Strengths of this analysis include the pooling of representative samples of perinatal women recruited from the communities and facilities of Sehore District, and use of a standardized screening tool. We must note some limitations of this study. As a secondary analysis of two parent studies, we had to use proxy measures which do not necessarily perfectly capture the underlying construct (i.e. housing quality for socioeconomic status, and parity for gender preference), and may explain the absence of associations. And as a sub-group analysis from a larger sample, our statistical power to detect weaker associations was limited by sample size, particularly for the change in care seeking and for change in clinical detection. In addition, the proportion of women who screen positive on the binary PHQ9 measure should be interpreted with caution. As with any screening tool, misclassification is likely. We mitigated against this misclassification by also analysing the PHQ9 score as a continuous measure. Even for the continuous measure, the Cronbach’s alpha of 0.67 is a potential concern, highlighting the need to adapt a Hindi-specific screening tool for depression. Yet it is worth noting the strong association of the PHQ9 with WHODAS, which is evidence of concurrent validity. Another important limitation concerns the use of the voting registration list as a sampling frame for the Community Study. A 2018 report from the Election Commission of India [40] reveals that 61% of eligible voters in Madhya Pradesh state were registered, and that factors like pregnancy, lactation and disability make women less likely to be registered. As such, we certainly underestimated the proportion of depression screen positives in the Community Study. Further, some of the associations observed here may not be generalizable to women who were not registered to vote, as they were systematically different from voters.

Conclusions

This study highlights the key risk groups for perinatal depression—i.e. age 18–22 years, pregnant, higher disability, facility attendee—for whom mental health care should be made a priority.

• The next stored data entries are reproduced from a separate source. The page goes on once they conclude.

PR #3877, opened 2022-06-08
Add Cap Checks to Routing

tn3rb:
This PR:

- adds `RequiresCapCheckInterface` to the base `Route` class
- injects the `CapChecker` class into `RouteHandler`
- retrieves each route's `CapCheck` object and processes it before handling route
- adds `$suppress_exceptions` parameter to `CapChecker` and toggles to `true` during routing
- adds default caps to public and admin routes
- updates typing, dependencies, and phpdocs

### DIFF
--- a/core/domain/entities/routing/handlers/admin/AdminRoute.php
+++ b/core/domain/entities/routing/handlers/admin/AdminRoute.php
@@ -4,6 +4,8 @@ namespace EventEspresso\core\domain\entities\routing\handlers\admin;
 
 use EE_Admin_Config;
 use EE_Dependency_Map;
+use EventEspresso\core\domain\services\capabilities\CapCheckInterface;
+use EventEspresso\core\domain\services\capabilities\CapCheck;
 use EventEspresso\core\services\routing\Route;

A recent trial demonstrated that, with training and supervision, lay health workers can deliver a manualized and adapted version of cognitive behavioural therapy to reduce depression symptoms among non-pregnant primary care attendees in India [41]. A follow up trial aims to evaluate whether peer health volunteers can do the same among pregnant women [42]; a positive result will be an impetus to promote lay counselling as a means of achieving the goals of new Mental Health Policy and Mental Healthcare Act. With adequate training and supervision, nurses and ASHA workers, who are the mainstay of national maternal and child health program in India, can be capacitated to screen vulnerable mothers and provide psychosocial interventions as indicated. In the recently published Disease Control Priorities Network, integration of mental health services into the maternal healthcare platform is recommended as being evidence-based and cost-effective [43]. Epidemiological evidence generated by this study, as well as new evidence on peer-delivered interventions for perinatal depression, must be utilized by policy-makers to prioritize mental health services for mothers along with maternal and child health services.